MR. MCCOLLUM’S CANDIDACY FOR RE-ELECTION TO THE BOARD WILL BE WITHDRAWN. DO NOT VOTE “FOR” MARK A. MCCOLLUM. ANY VOTES FOR MR. MCCOLLUM WILL NOT BE CAST AND WILL BE DISREGARDED.

 

We do not intend to circulate an updated proxy card as a result of Mr. McCollum’s candidacy for re-election to the Board being withdrawn. The proxy holders will vote the relevant shares as indicated on such proxy card with respect to each of the remaining nominees of the Board. However, votes for Mr. McCollum will not be cast and will be disregarded. If any proxy card is submitted with no voting instructions, the relevant shares will be voted “FOR” each of the remaining nominees and votes for Mr.

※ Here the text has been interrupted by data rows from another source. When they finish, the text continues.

PR #1228, opened 2022-07-22
9794: Add place schema

wullaski:
## Description

Adds schema for place to liquid template

## Testing done

- Visual with inspector
- Rich results test
  - https://search.google.com/test/rich-results/result/r%2Flocal-business?id=d2JRyeUkLIGz1bLGcBStgw

## Screenshots

Screen Shot 2022-07-28 at 4 41 52 PM

## Acceptance criteria
- [x] A property of [Place](https://schema.org/Place) exists with the following sub-properties
  - [x] [name](https://schema.org/name) - Uses node title 
  - [x] [address](https://schema.org/address) - Uses field_address
  - [x] [telephone](https://schema.org/telephone) - Uses field_phone_number
  - [x] [openingHours](https://schema.org/OpeningHoursSpecification) - Uses field_office_hours
  - [x] image - Uses field_media
  - [x] [geo](https://schema.org/geo) - Uses field_geolocation (if stored in CMS, if not use FE generated data)
  - [x] *OPTIONAL* [branchCode](https://schema.org/branchCode) - Can store Facility ID (field_facility_locator_api_id)  

- [x] tests added for filter

## Definition of done


maxx1128 (approved):
The code looks good, and I confirmed the code renders as expected locally.

Screen Shot 2022-07-27 at 11 35 47 AM

ndouglas (approved):

src/site/layouts/health_care_local_facility.drupal.liquid
```diff
@@ -74,12 +74,17 @@
...
+                          "@type": "GeoCoordinates",
+                          "latitude": "{{ fieldGeolocation.lat }}",
+                          "longitude": "{{ fieldGeolocation.lon }}"
+                        }
                       }
                     </script>
                     <h3
                         class="vads-u-font-size--lg vads-u-margin-top--0 vads-u-line-height--1 vads-u-margin-bottom--1">
-                      Address
+                      Address {{ fieldGeolocation.lat }}
```
maxx1128, line 87: **Comment:** Is the lattitude supposed to be included in the header? Unsure how that would look on the front-end.

wullaski: Good catch! No it's not that's a test I forgot to clean up.

ryguyk (commented):
These GraphQL changes look good. That said, I wonder if it's necessary to update all of these queries before they are actually used. This PR seems to only be concerned with adding schema attributes for the `health_care_local_facility` template. Why update the GraphQL for all the other places if they don't need it and it's not pulled out into a reusable fragment. Are there plans to use the lat/long coordinates in other templates as well?

wullaski:
> These GraphQL changes look good. That said, I wonder if it's necessary to update all of these queries before they are actually used. This PR seems to only be concerned with adding schema attributes for the `health_care_local_facility` template. Why update the GraphQL for all the other places if they don't need it and it's not pulled out into a reusable fragment? Are there plans to use the lat/long coordinates in other templates as well?

I think I agree that we should only update the ones for this template. I was having trouble determining which queries mapped to which templates. I can go ahead and remove the geo block from the files that don't need it.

McCollum will not be cast and will be disregarded.

 

If you have already returned your proxy card or voting instruction form, you do not need to take any action unless you wish to change your vote. Proxy cards and voting instruction forms already returned by shareholders will remain valid and will be voted at the Annual Meeting unless revoked.

 

If you have not yet returned your proxy card or voting instruction form, please fill in the proxy card or voting instruction form disregarding Mr. McCollum’s name as a nominee for election as Director.

 

None of the other agenda items presented in the Proxy Statement are affected by this filing, and shares represented by proxy cards or voting instruction forms returned before the Annual Meeting will be voted with respect to all other matters properly brought before the Annual Meeting as instructed on the proxy card or voting instruction form. Christian A. Garcia, or his substitute, will act as proxy holder at the Annual Meeting.

 

Information regarding how to vote your shares, or revoke your proxy or voting instructions, is available in the Proxy Statement.